Comment 9 Elijah Newren 2004-09-28 18:27:31 UTC
Okay, so I have some patches that I've been running with for a few days, just to
make sure that there's no surprises.  I've also done further stress testing.  I
believe that the patch removes some race conditions entirely, but that some of
the race conditions remain for all focus modes.  However, even for those that I
suspect remain, they are /much/ harder to trigger (and in many such cases, I
have been unable to trigger at all)

There are some interesting things about this bug (bugs?) too.  It is virtually
impossible to trigger any of these race conditions when the system is under load
(i.e., if I'm running some big computation when trying to do the testing, or am
compiling, or if I'm running Metacity under valgrind).  Further, the machine
that I'm most easily able to trigger the race conditions under is a dual
processor system.  (Note that my single processor machine at home is a little
faster than the processors in my SMP system at school, but it's still easier to
trigger this on my school machine).  So it appears that a fast unloaded, system
coupled with SMP make these race conditions easier to detect.

The race conditions that I have been able to trigger even with the patch I'll
attach in a minute are cases 6, 8, and 9 for click-to-focus.  And, as I said
before, these three cases are harder for me to trigger than before (and they
were already fairly difficult cases--definitely more so than most the other
cases on the list).  I have been unable to trigger any of the race conditions
for sloppy or mouse focus methods (whereas without the patch, the race
conditions are definitely easiest to trigger under those focus methods).
Comment 10 Elijah Newren 2004-09-28 18:42:05 UTC
Created attachment 32034 [details] [review]
Patch to fix race conditions (or at least make them harder to trigger)

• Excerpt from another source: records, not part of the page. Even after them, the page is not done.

PR #959, opened 2022-03-04
Clarify how withdrawals can be blocked by validators

edd:
Prior to this commit, it was said to be required that a transaction could be cancelled, but it wasn't clear how. This PR adds a section that describes that the `nonce` field is the mechanism to do this, and clarifies the Acceptance Criteria


edd:
@jeremyletang mentioned this on a call earlier today, I volunteered to clarify in the spec https://vegaprotocol.slack.com/archives/CAHA5EX0F/p1646413345127439

If @barnabee / @jeremyletang agree that this is clear, is that point now testable? It's the only criteria not currently covered by a test. Would it have to be a system test or can it be done just in the contract tests?

edd:
@barnabee / @jeremyletang this requires your input

edd:
This doesn't work

PR #968, opened 2022-03-07
Rewrite 0020

### LINKED ISSUE #894: 0020-APIS-core_api needs an update and acceptance criteria
Blocked: https://vegaprotocol.slack.com/archives/CAHA5EX0F/p1642784754192400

This patch basically implements what I said would work in comment 4--add a
timestamp to focus_default_window so that XSetInputFocus calls have correct
timestamps and can thus do their work correctly.  However, unlike I originally
envisioned (and I started writing a patch for), I didn't keep propogating
timestamp passing to more and more functions throughout the code--doing that
was kind of ugly, and besides, in most cases we just didn't have a timestamp
anyway.

For the calls to focus_default_window that wouldn't have a readily available
timestamp (and for which meta_display_get_current_time only returns
CurrentTime), I added a call to a new function:
meta_display_thou_shalt_return_a_timestamp.  This new function first tries
meta_display_get_current_time, and if that doesn't provide a timestamp then it
gets one manually from the X server.  I would really rather not have to use
this new function, but many of the race conditions remain and are reasonably
easy to trigger without it.  We could add a warning to that function so that
whenever it is called, people get a reminder that it'd be nicer if we could
find another way to get a real timestamp for the various cases.  *shrug*

Finally, I also remove the place where we currently use the metacity sentinel
property.  It was causing part of the race condition problems for sloppy and
mouse focus, and removing it does not cause any ill effects (since the bug it
was designed to fix was fixed in another way--see the comment I added yesterday
to bug 110970)
Comment 11 Rob Adams 2004-10-02 15:58:52 UTC
you've got a if (timestamp == CurrentTime && FALSE) in there; probably want to
figure out what that's supposed to be.

I think we can come up with a better name for
meta_display_thou_shalt_return_a_timestamp.  Perhaps
meta_display_retrieve_timestamp or _get_current_time_roundtrip to make clear
that its a server roundtrip and should be avoided like the plague.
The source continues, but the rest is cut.